Depuis sa création, en 1945, l’ENA s’est imposée comme une Grande Ecole de la République qui forme des hauts fonctionnaires compétents. Sa suppression est l’une des réponses d’Emmanuel Macron à la crise des « gilets jaunes ». Quel rapport entre cette noble institution et ce mouvement historique ? L’ENA est-elle la victime expiatoire de la montée du « discours populiste anti-élite » ? Le geste présidentiel semble relever en effet d’une forme de facilité teintée de démagogie. Pourtant, l’ENA symbolise bel et bien le rapport problématique de notre République avec l’un de ses fondements : l’égalité.

 

Le mode de recrutement et de formation de l’ENA cristallisent les maux de notre République : une concentration des pouvoirs aux mains d’une caste solidaire, l’endogamie d’une élite qui cultive l’entre-soi, un conservatisme social et intellectuel, l’altération du sens du service public et de l’Etat qu’illustre la montée du phénomène de pantouflage, etc. Si ces griefs méritent d’être nuancés, les critiques les plus acerbes à l’encontre de l’ENA sont souvent partagés par nombre d’énarques.

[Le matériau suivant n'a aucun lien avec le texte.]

PR #84, opened 2017-05-06
Add a setup command to facilitate integration with other tooling

tekante:
As pattern lab starter is often used as part of a Drupal theme and a
larger project, a setup command provides the ability for tools like
grunt drupal tasks to request a theme compile which won't fail due to
a missing prior request to install dependencies.

### DIFF
--- a/.travis.yml
+++ b/.travis.yml
@@ -11,7 +11,7 @@ before_install:
   - rm -rf ~/.nvm && git clone https://github.com/creationix/nvm.git ~/.nvm && (cd ~/.nvm && git checkout `git describe --abbrev=0 --tags`) && source ~/.nvm/nvm.sh && nvm install $TRAVIS_NODE_VERSION
 install:
   - npm install
-  - npm setup
+  - npm run setup
 before_script:
   - php --version
   - node --version
--- a/.travis.yml
+++ b/.travis.yml
@@ -11,6 +11,7 @@ before_install:
   - rm -rf ~/.nvm && git clone https://github.com/creationix/nvm.git ~/.nvm && (cd ~/.nvm && git checkout `git describe --abbrev=0 --tags`) && source ~/.nvm/nvm.sh && nvm install $TRAVIS_NODE_VERSION
 install:
   - npm install
+  - npm setup
 before_script:
   - php --version
   - node --version
--- a/README.md
+++ b/README.md
@@ -12,7 +12,7 @@
 
 ```bash
 npm install # or `yarn install` if you want 3x the speed
-npm setup
+npm run setup
 npm start
 ```
 
--- a/README.md
+++ b/README.md
@@ -12,6 +12,7 @@
 
 ```bash
 npm install # or `yarn install` if you want 3x the speed
+npm setup
 npm start
 ```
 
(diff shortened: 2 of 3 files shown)


tekante:
This pulls the pieces of the diff from https://bitbucket.org/phase2tech/phase2-website/pull-requests/210/introduce-npm-run-build-to-the-theme-and/diff over as a pull request though reading that thread it is unclear rather some adjustments to the postinstall command are desired to remove these items from it.

EvanLovely:
Do we need the `npm run compile` at the end? This will also need to be done (I can't as I'm on my phone): 

- [ ] Remove these setup commands from `postinstall`
- [ ] Add `npm run setup` to readme

tekante:
I've updated the PR but the core question of whether the compile should be removed from the setup command is what is unclear to me from the PR that sparked rolling these upstream. It seems reasonable to me that setup doesn't not imply compile (but does install imply setup?) Since I wasn't actively in the conversation where I think those decisions were made that is where I could use some clarity so I can get this PR to reflect the desired state if it differs from the state of the PR that triggered this submission.

grayside:
From the full project perspective, there are three different operations I am hoping we can cover, and in covering it minimize redundancy.

1. **npm install**: Installs all node dependencies for tools. Since npm install rarely needs to be done and takes a bit of time, I prefer not to see this as part of the build process. Our current practice in the event a repo has two package.json's (typical) is for the root level package.json to run the npm install of the other pakckage.json on postinstall.
2. **build**: Everything else that needs to be done to produce working code. This includes downloading external dependencies and performing necessary transformations/compilations/transpilations on assets and code.
3. **theme helper commands:** This is much less essential than the other two, as I'm not convinced anyone even realizes or needs to know that grunt-drupal-tasks allows running `grunt themes:themename:operation` based on a little Grunconfig.json snippet.

So from this standpoint, I would prefer to see pattern-lab-starter take these practices:

* postinstall: Only clean up files, not automatically run composer install or other commands.
* setup: (Our stand-in for "build") Run composer install, bower install

On the question of compilation, I have no strong feeling whether setup should run compile. We can modify grunt-drupal-tasks to call two different theme commands and existing projects could be setup to run: `npm run setup && npm run compile`.

tekante:
Based on Adam's feedback I've removed the compile from the setup call but I don't think this leaves setup as a corollary for build as it only gets the codebase to a state where working code could be produced at a project level (after the completion of a compilation and a Drupal install). I think that may be a conversation best had in person (and which I think may have already been settled and I just need to catch up on definition of working code). That will leave open the question of what should trigger the compilation at the project level which I'll note in the PR in the relevant project.

EvanLovely:
All this looks good; merging now!

PS Looks like we're really close to being able to pull out that `postinstall` that deletes`*.info` in `node_modules` as well: https://www.drupal.org/node/2329453

tekante:
Awesome, what's the criteria for removing that postinstall hook? The fix you reference looks like it has been included in Drupal since version 8.2.0-beta1 (though any projects that had their settings.php file created before that will need to add in the exclusion patterns).

EvanLovely:
Just feeling like we don't need it for any new projects (as ones already kicked off will still have it). Perhaps we could move it to the docs and say if you get this error, then add this post install script.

Ainsi, déjà en 1967, Jean-Pierre Chevènement (promotion Stendhal 1963-1965) voyait en eux « Les mandarins de la société bourgeoise », titre de son fameux essai aux accents pamphlétaires … Il convient donc de se saisir du sujet avec sérieux pour éviter que la réforme annoncée de cette institution sclérosée n’aboutisse à la création d’une « ENA bis » déconnectée du corps social qu’elle est censée servir.

 

Qu’en est-il aujourd’hui ? Certes, l’ENA a contribué à la fin de l’accès à la haute…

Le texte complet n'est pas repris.